Purpose
To investigate the reliability of ChatGPT in grading imaging requests using the Reason for exam Imaging Reporting and Data System (RI-RADS).
Method
In this single-center retrospective study, a total of 450 imaging referrals were included. Two human readers independently scored all requests according to RI-RADS. We created a customized RI-RADS GPT where the requests were copied and pasted as inputs, getting as an output the RI-RADS score along with the evaluation of its three subcategories. Pearson's chi-squared test was used to assess whether the distributions of data assigned by the radiologist and ChatGPT differed significantly.

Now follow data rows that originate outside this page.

PR #8030, opened 2025-09-08
don't link against libboost_system explicitly

arvidn:
It's deprecated. It's a header-only library now.

### DIFF
--- a/.github/workflows/macos.yml
+++ b/.github/workflows/macos.yml
@@ -17,7 +17,7 @@ jobs:
 
    test:
       name: Tests
-      runs-on: macos-latest
+      runs-on: macos-14
       continue-on-error: true
 
       strategy:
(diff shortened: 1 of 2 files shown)


xavier2k6:
@arvidn What was the reason for going back to `macos-14`?

arvidn:
to avoid having CI (potentially) break when there's a new MacOS image

xavier2k6:
Only other image is `macos-26` (Tahoe) & it'll be a while before it's migrated to `macos-latest` label.

It might be no harm to create a "dry-run" with the `macos-26` runner image to see if there would be any upcoming breakages.....

same, could be done when a `ubuntu-26.04` runner image becomes available.

Also note, that Visual Studio 2026 will probably be coming to the `windows-2025/windows-latest` runner image at a later date, `windows-2022` will be sticking with Visual Studio 2022.

PR #8039, opened 2025-09-22
Add piece cache feature for fileless torrent operation

ismdevteam:
- Add PieceCacheManager for disk-based piece caching
- Add SimplePieceCache for libtorrent integration
- Enhance client_test with -Z fileless mode
- Add documentation and examples
- Support both torrent files and magnet links


USBhost:
Is the point of this to help seed if you do not care about the content?

ismdevteam:
> Is the point of this to help seed if you do not care about the content?

This pull request implements functionality similar to what qBittorrent offers with its "SQLite database (experimental)" resume data storage option, but directly within libtorrent itself and without the SQLite dependency.

**What it does:**

qBittorrent has an advanced setting where you can choose:
- **Fastresume files** (traditional `.fastresume` files per torrent)
- **SQLite database** (stores all torrent metadata in a single SQLite database)

**This PR implements a third approach within libtorrent:**
- **Piece cache storage** - stores both resume data AND torrent pieces as blob files in a cache directory
- **All done natively in libtorrent** without external database dependencies

**The main purpose:** Enable efficient seeding when you don't want to keep the actual content files - perfect for pure seeding scenarios or temporary downloads.

**How it works (vs. SQLite approach):**
Instead of using SQLite's structured database tables, this implements a simpler, native libtorrent solution:
- Resume metadata stored alongside cached piece blobs in regular files
- No SQLite dependency or overhead
- Direct piece access without database queries
- Enables fileless seeding from cache-only storage

arvidn:
this appears to be a feature of the `client_test` *example* only. It's not adding a feature to libtorrent, only to the example. It's not necessarily a problem, but it seems like quite a lot of code to be an *example* of how to use the disk io interface.

I think the main problem is that you clone the `client_test.cpp` rather than introducing this feature as an option to the existing program. Is there a reason for that? There's quite a lot of duplicated code in your PR.

Additionally, by introducing a new test, without updating the CI workflows, there's no CI coverage of this new code at all. Not building it, let alone running it.

Can you think of a way to test this feature on CI, to demonstrate it working?

arvidn:
this smells like AI slop

ismdevteam:
> this smells like AI slop

I mistakenly pushed several commits to the branch that was already pull requested. I apologize for any confusion this caused.

PR #8045, opened 2025-10-19
Python bindings: Add Python 3.14 to supported versions

xavier2k6:


chapmanjacobd:
I can confirm that the features that I use work with python3.14 on Fedora 43 x86_64 when built likeso:

```
sudo dnf install -y cmake gcc-c++ python3.14-devel boost-devel boost-python3-devel boost-system boost-build openssl-devel pkgconfig ninja

git clone --recursive https://github.com/arvidn/libtorrent
cd libtorrent
git checkout v2.0.11
mkdir build; cd build
cmake -DCMAKE_BUILD_TYPE=Release -DCMAKE_CXX_STANDARD=14 -Dpython-bindings=3.14 -Dpython-install-system-dir=1 -G Ninja ..
ninja
sudo ninja install
```

xavier2k6:
Might need to change python to 3.14 in ci.

xavier2k6:
Python 3.9 is EOL, should it be dropped here?

arvidn:
I'll incorporate this change in https://github.com/arvidn/libtorrent/pull/8075

xavier2k6:
Might bump below too, unless you want to have this done when `cibuildwheel` changes are made?!
https://github.com/arvidn/libtorrent/blob/262028c09d84ddab0aef4f4717c1fd113dc30f04/pyproject.toml#L3

arvidn:
apparently `windows-2025` has python 3.9 installed.

xavier2k6:
> apparently `windows-2025` has python 3.9 installed.

not for much longer, https://github.com/actions/runner-images/issues/13468

It is still available however in `actions/setup-python`
https://github.com/actions/python-versions/blob/main/versions-manifest.json

xavier2k6:
You can keep Python 3.9 support as `cibuildwheel` still supports it.

chapmanjacobd:
Just FYI, looks like PyPI hasn't been updated for a while

https://pypi.org/project/libtorrent/#history

on python3.14 it looks like this:

```sh
pip install libtorrent
Defaulting to user installation because normal site-packages is not writeable
ERROR: Could not find a version that satisfies the requirement libtorrent (from versions: none)
ERROR: No matching distribution found for libtorrent
```

edit:

ah... I just realized most people probably wouldn't use pip anyway as it should be packaged along with a system package manager to match the ABI version. sorry for the noise

edit2:

wait but it doesn't include python bindings by default so actually my loudness is perhaps warranted:

```sh
rpmquery -ql rb_libtorrent
/usr/lib/.build-id
/usr/lib/.build-id/8e
/usr/lib/.build-id/8e/216b1537e761d133dcabd63374e65e72b95d4f
/usr/lib64/libtorrent-rasterbar.so.2.0
/usr/lib64/libtorrent-rasterbar.so.2.0.11
/usr/share/doc/rb_libtorrent
/usr/share/doc/rb_libtorrent/AUTHORS
/usr/share/doc/rb_libtorrent/ChangeLog
/usr/share/licenses/rb_libtorrent
/usr/share/licenses/rb_libtorrent/COPYING
```

edit3: oh wait there is `rb_libtorrent-python3`

PR #8046, opened 2025-10-19
Update pre-commit-config workflow

xavier2k6:
* Bumped numerous hook revisions.

### DIFF
--- a/.pre-commit-config.yaml
+++ b/.pre-commit-config.yaml
@@ -15,7 +15,7 @@ default_language_version:
     python: python3
 repos:
 -   repo: https://github.com/pre-commit/pre-commit-hooks
-    rev: v5.0.0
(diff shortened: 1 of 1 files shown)


arvidn:
these checks should not apply to `.torrent` files. I imagine it would be best to have a whitelist of file extensions to apply it to. something like: `.cpp`, `.py`, `.hpp`, `Jamfile`, `.txt`, `.rst`. Except, `test/utf8_test.txt` should probably be left as-is. It's kind of a test vector.

xavier2k6:
>* Enabled `trailing-whitespace` & `end-of-file-fixer` hooks

I'll disable these again & will leave it to you to handle these at a later stage, will bump to newer hooks on next push.

arvidn (approved):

Inter-rater reliability for both the overall RI-RADS score and its three subcategories was assessed using Cohen's kappa (κ).
Results
RI-RADS D was the most prevalent grade assigned by humans (54% of cases), while ChatGPT more frequently assigned the RI-RADS C (33% of cases). In 2% of cases, ChatGPT assigned the wrong RI-RADS grade, based on the ratings given to the subcategories. The distributions of the RI-RADS grade and the subcategories differed statistically significantly between the radiologist and ChatGPT, apart from RI-RADS grades C and X. The reliability between the radiologist and ChatGPT in assigning RI-RADS score was very low (κ: 0.20), while the agreement between the two human readers was almost perfect (κ: 0.96).
Conclusions
ChatGPT may not be reliable for independently scoring the radiology exam requests according to RI-RADS and its subcategories. Furthermore, the low number of complete imaging referrals highlights the need for improved processes to ensure the quality of radiology requests.